_Activity_
The required output is the full listing below, reproduced word for word.

_Dataset records_
>>>>

PR #305, opened 2024-02-06
fix: auth chain leak & ipfs entity refactor

lorux0:


Explorer/Assets/DCL/Ipfs/EntityDefinitionGeneric.cs
```diff
@@ -0,0 +1,35 @@
+using System;
+using System.Collections.Generic;
+
+namespace DCL.Ipfs
+{
+    [Serializable]
+    public class EntityDefinitionGeneric<T> : IEquatable<EntityDefinitionGeneric<T>>
```
lorux0, line 7: Should we convert this class and its childs into structs?

mikhail-dcl: We may consider that but it's not critical at the moment as all the scene entities are persistent: they are never cleaned-up. Moreover if you do so, you won't be able to inherit from structure and thus you won't be able to serialize/deserialize with Unity's JsonUtility

mikhail-dcl (approved):

PR #308, opened 2024-02-09
chore: global world proxy simplification

pravusjif:
Simplified the `WorldProxy` used for propagating the global world reference into the `AvatarShapeHandlerSystem` sdk componnet system.

It's mostly renamings and getting rid of unneeded delegated calls.


Explorer/Assets/DCL/Utilities/WorldProxy.cs
```diff
@@ -4,43 +4,11 @@ namespace DCL.Utilities
 {
     public class WorldProxy
     {
-        private World? world;
-
-        public World? GetWorld() =>
-            world;
+        public World? World { get; private set; }
```
dalkia, line 7: Why is this nullable? If AvatarShapePlugin wants to propagate to a null global world, sounds like it should be a critical error that needs to be handled. (Anyways, for what I see from the flow of `GlobalWorldFactory` and `StaticContainer`, that doesnt seem possible)

pravusjif: It's nullable because, as a proxy, the `WorldProxy` may not have its internal `World world` populated when it is created, and it gets populated later.

In the current use case it's being used like this:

<<<<

_Answer box_
PR #305, opened 2024-02-06
fix: auth chain leak & ipfs entity refactor

lorux0:


Explorer/Assets/DCL/Ipfs/EntityDefinitionGeneric.cs
```diff
@@ -0,0 +1,35 @@
+using System;
+using System.Collections.Generic;
+
+namespace DCL.Ipfs
+{
+    [Serializable]
+    public class EntityDefinitionGeneric<T> : IEquatable<EntityDefinitionGeneric<T>>
```
lorux0, line 7: Should we convert this class and its childs into structs?

mikhail-dcl: We may consider that but it's not critical at the moment as all the scene entities are persistent: they are never cleaned-up. Moreover if you do so, you won't be able to inherit from structure and thus you won't be able to serialize/deserialize with Unity's JsonUtility

mikhail-dcl (approved):

PR #308, opened 2024-02-09
chore: global world proxy simplification

pravusjif:
Simplified the `WorldProxy` used for propagating the global world reference into the `AvatarShapeHandlerSystem` sdk componnet system.

It's mostly renamings and getting rid of unneeded delegated calls.


Explorer/Assets/DCL/Utilities/WorldProxy.cs
```diff
@@ -4,43 +4,11 @@ namespace DCL.Utilities
 {
     public class WorldProxy
     {
-        private World? world;
-
-        public World? GetWorld() =>
-            world;
+        public World? World { get; private set; }
```
dalkia, line 7: Why is this nullable? If AvatarShapePlugin wants to propagate to a null global world, sounds like it should be a critical error that needs to be handled. (Anyways, for what I see from the flow of `GlobalWorldFactory` and `StaticContainer`, that doesnt seem possible)

pravusjif: It's nullable because, as a proxy, the `WorldProxy` may not have its internal `World world` populated when it is created, and it gets populated later.

In the current use case it's being used like this:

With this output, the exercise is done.